Task goal - Your answer should be each line of the entries that contains the word "replace", copied in full.

Stored data entries:

----------

PR #138, opened 2019-10-31
Added initial version of our BC promise

Toflar:
This is quite an important one so I've requested a few people for review.
Please feel free to notify other Contao devs if you think they would like to extend/modify this document.

### DIFF
--- a/docs/dev/internals/bc-promise.md
+++ b/docs/dev/internals/bc-promise.md
@@ -8,16 +8,16 @@ We try our very best to ensure that Contao updates are as smooth as they can be.
 
 Being a project that is built on top of the Symfony full-stack framework, we generally make the same
 [Backwards Compatibility Promise][SF_BC_Promise] as Symfony itself.
-We also follow the principles of [Semantic Versioning][Semver], which means that breaking changes must only be expected
-when switching to a new major version.
+We also follow the principles of [Semantic Versioning][Semver], which means that breaking changes must only be
+expected when switching to a new major version.
 
 However, in contrast to Symfony, Contao is not "just" a framework. We do not only build the tools for other
 developers but we also build tools ourselves, which are then shipped with the core distribution of Contao.
 Therefore, our BC promise deviates from the Symfony BC promise in some regards:
 
-* Any method (constructors included) that is marked as `@internal` is not covered. In most cases this concerns constructors
-  of services Contao provides. If you want to change the behaviour of a service, don't replace it by instantiating your
-  own instance of a class but instead decorate the original service. Also see the tip about "Composition over Inheritance".
+* Our BC promise does not cover classes and methods marked as `@internal`. In most cases this concerns constructors
+  of services Contao provides. If you want to change the behaviour of a service, do not replace it with your own
+  instance of the class but instead decorate the original service (see the tip about "Composition over Inheritance").
 
 * Our BC promise does not cover templates. Templates are subject to change very often and you have to compare
   them with every update of Contao. Generally, we try to only ever apply template changes in major and minor
@@ -31,9 +31,9 @@ Therefore, our BC promise deviates from the Symfony BC promise in some regards:
   integrating Contao into the Symfony application. This includes:
   
   * Commands
-  * DataCollectors
-  * Dependency Injection Compiler Passes
-  * Event Listeners
+  * Data collectors
+  * Dependency injection compiler passes
+  * Event listeners
 
 * Our BC promise also does not cover the `ContaoManager/Plugin` class, which is required to integrate a bundle into
   the [Contao Managed Edition][Contao_ME].
--- a/docs/dev/internals/bc-promise.md
+++ b/docs/dev/internals/bc-promise.md
@@ -15,6 +15,10 @@ However, in contrast to Symfony, Contao is not "just" a framework. We do not onl
 developers but we also build tools ourselves, which are then shipped with the core distribution of Contao.
 Therefore, our BC promise deviates from the Symfony BC promise in some regards:
 
+* Any method (constructors included) that is marked as `@internal` is not covered. In most cases this concerns constructors
+  of services Contao provides. If you want to change the behaviour of a service, don't replace it by instantiating your
+  own instance of a class but instead decorate the original service. Also see the tip about "Composition over Inheritance".
+
 * Our BC promise does not cover templates. Templates are subject to change very often and you have to compare
   them with every update of Contao. Generally, we try to only ever apply template changes in major and minor
   versions but if a bugfix requires us to change a template, then we might do that as well.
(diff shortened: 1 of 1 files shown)


docs/dev/internals/bc-promise.md
```diff
@@ -0,0 +1,45 @@
...
+  application might be subject to change. So expect breaking changes for the following aspects of Contao:
+  
+  * Event Listeners
+  * Dependency Injection Compiler Passes
+  * Commands
+  
+
+The general rule of thumb is that we try to break as little as possible and as much as required. To make sure you're
+affected as little as possible, you may also benefit from best practices in software engineering such as preferring
+Composition over Inheritance][Composition_over_Inheritance].
```
bytehead: Missing `[`

Toflar: Fixed

m-vo:
Let's talk constructor parameters again.

Personally I think the exact dependencies I'm injecting into a class (that do not leak out via class methods) should be considered implementation detail: If I want to change an algorithm for instance, I'd like to be able to exchange `LibraryAGenerator` with `LibraryBProvider`, if I want to improve 'testability', I'd like to insert new dependencies - e.g. a `FilesystemAbstraction`.

So, when does this hurt anyone? Basically whenever there are calls to my class's constructor with a now changed (and incompatible = no respective optional parameters) signature due to...
1) ... someone creating an instance of my class.
2) ... someone calling `parent::__construct()`.

In a DI architecture where classes (services) are instantiated by the container 1) can be neglected. 2) is only the case when inheriting and there are only a few reasons someone should ever do this:

1. extending an abstract base class (`Contao\CoreBundle\Controller\ContentElement\AbstractContentElementController`)
2. extending a non-abstract class that is meant to be a building block (`Symfony\Component\Console\Command\Command`)
3. creating a fixture for testing (`Contao\CoreBundle\Fixtures\Exception\DerivedPageNotFoundException`)
4. overwriting features of a class (e.g. decorating a service & modifying bits)

Points 1) - 3) are legitimate use cases. 4), however, clearly is a misuse to me (the class is maybe simply not `final` due to point 4).

So how to work around this? Let's make an example: If I want decorate Doctrine's default `AnnotationReader` instead of  extending and overwriting it I could also implement the `Reader` interface myself. And If I need to reuse code can inject the existing `AnnotationReader` and simply delegate calls. This composition pattern works whenever there are appropriate interfaces around.

Long story short, because all of you know where this is going anyway: :smile:  I would vote for **excluding constructors from BC promise** and make **some well-thought exceptions** to this rule, namely to cover the above building blocks. Note that this is only true for the 'new' code, not the legacy classes inside `Resources/contao`.

(And imho those exceptions should be visible in code - e.g. with appropriate annotations. )

docs/dev/internals/bc-promise.md
```diff
@@ -0,0 +1,45 @@
+---
+title: "BC Promise"
+description: "Our backwards compatibility promise."
+---
+
+Everyone involved in the development of Contao knows about the importance of stable software and thus stable APIs.
+We try our very best to make sure Contao updates are as smooth as they can be.
+
+Being a project that sits on top of the Symfony full-stack framework we generally [follow the same rules as
```
xchs:
```suggestion
Being a project that sits on top of the Symfony full-stack framework, we generally [follow the same rules as
```

docs/dev/internals/bc-promise.md
```diff
@@ -0,0 +1,45 @@
...
+Symfony itself][SF_BC_Promise].
+We also follow the principles of [Semantic Versioning][Semver] which means that breaking changes must only be expected
```
xchs:
```suggestion
We also follow the principles of [Semantic Versioning][Semver], which means that breaking changes must only be expected
```

docs/dev/internals/bc-promise.md
```diff
@@ -0,0 +1,45 @@
...
+when switching to a new major version.
+
+However, in contrast to Symfony itself, Contao is not "just" a framework. We do not only build the tools for other
+developers but we also build tools ourselves which are then shipped with the core distribution of Contao.
```
xchs:
```suggestion
developers but we also build tools ourselves, which are then shipped with the core distribution of Contao.
```

qzminski (dismissed):

xchs (dismissed):
👍

leofeyer:
I like the initial version and especially the following sentence:

> everything that is about integrating Contao into a Symfony application might be subject to change

What we could discuss:

1. Constructor arguments (see @m-vo's arguments above)
2. Composer/ScriptHandler (integrating Contao into a Symfony application)
3. ContaoManager/Plugin (integrating Contao into the Managed Edition)

Toflar:
> Constructor arguments (see @m-vo's arguments above)

I don't think I will ever agree here.



> Composer/ScriptHandler (integrating Contao into a Symfony application)

I don't think we need to mention this here. We won't be able to change that in any minor version so that must be covered by BC.



> ContaoManager/Plugin (integrating Contao into the Managed Edition)

Added.

m-vo:
> don't think I will ever agree here.

Do you mind sharing why?

Toflar:
Symfony protects all public methods that obviously includes constructors. Which makes sense because anybody can register their own services and use the classes the way they want.
And that's also the way it should be.
We cannot just adjust the constructor of e.g. a `PictureGenerator`. I might use my own instance of it with a different instance of `ResizerInterface`.

richardhj (dismissed):

fritzmg (dismissed):

ausi:
I’m not sure about the constructor arguments. For services it might make sense to exclude them from the BC promise. Should we set this to “up for discussion”?

leofeyer:
There is no "up for discussion" label in this repo, but we should definitely discuss this. I have set up a reminder for the next call.

aschempp:
I generally like the statement(s). Some thoughts:
 - we might mentions that the template _markup_ can change, but the template variables should not (the should only be extended).
 - There is at least one compiler pass that is explicitly designed to be re-used by extension developers: https://github.com/contao/contao/blob/master/core-bundle/src/DependencyInjection/Compiler/RegisterFragmentsPass.php#L29

leofeyer (approved):

leofeyer (changes requested):
As discussed in Mumble on November 28th, we want to add a paragraph about constructors marked as `@internal` before we merge.

leofeyer (dismissed):

richardhj (dismissed):

ausi (dismissed):

docs/dev/internals/bc-promise.md
```diff
@@ -0,0 +1,56 @@
...
+We also follow the principles of [Semantic Versioning][Semver], which means that breaking changes must only be
+expected when switching to a new major version.
+
+However, in contrast to Symfony, Contao is not "just" a framework. We do not only build the tools for other
+developers but we also build tools ourselves, which are then shipped with the core distribution of Contao.
+Therefore, our BC promise deviates from the Symfony BC promise in some regards:
+
+* Our BC promise does not cover classes and methods marked as `@internal`. In most cases this concerns constructors
+  of services Contao provides. If you want to change the behaviour of a service, do not replace it with your own
+  instance of the class but instead decorate the original service (see the tip about "Composition over Inheritance").
```
aschempp, line 20: Can we somehow link to https://symfony.com/doc/current/service_container/service_decoration.html here?

docs/dev/internals/bc-promise.md
```diff
@@ -0,0 +1,56 @@
...
+* Because Contao is a Symfony bundle like every other bundle, our BC promise does not cover anything that is about 
+  integrating Contao into the Symfony application. This includes:
+  
+  * Commands
+  * Data collectors
+  * Dependency injection compiler passes
+  * Event listeners
+
+* Our BC promise also does not cover the `ContaoManager/Plugin` class, which is required to integrate a bundle into
+  the [Contao Managed Edition][Contao_ME].
```
aschempp, line 39: I'm not sure this whole chapter is necessary if we simply mark them as `@internal`? All of the mentioned class types (except the Plugin) are also services, so they are already covered by _you should decorate a service_?

leofeyer (approved):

----------

Answer to the exercise -
-  of services Contao provides. If you want to change the behaviour of a service, don't replace it by instantiating your
+  of services Contao provides. If you want to change the behaviour of a service, do not replace it with your own
+  of services Contao provides. If you want to change the behaviour of a service, don't replace it by instantiating your
+  of services Contao provides. If you want to change the behaviour of a service, do not replace it with your own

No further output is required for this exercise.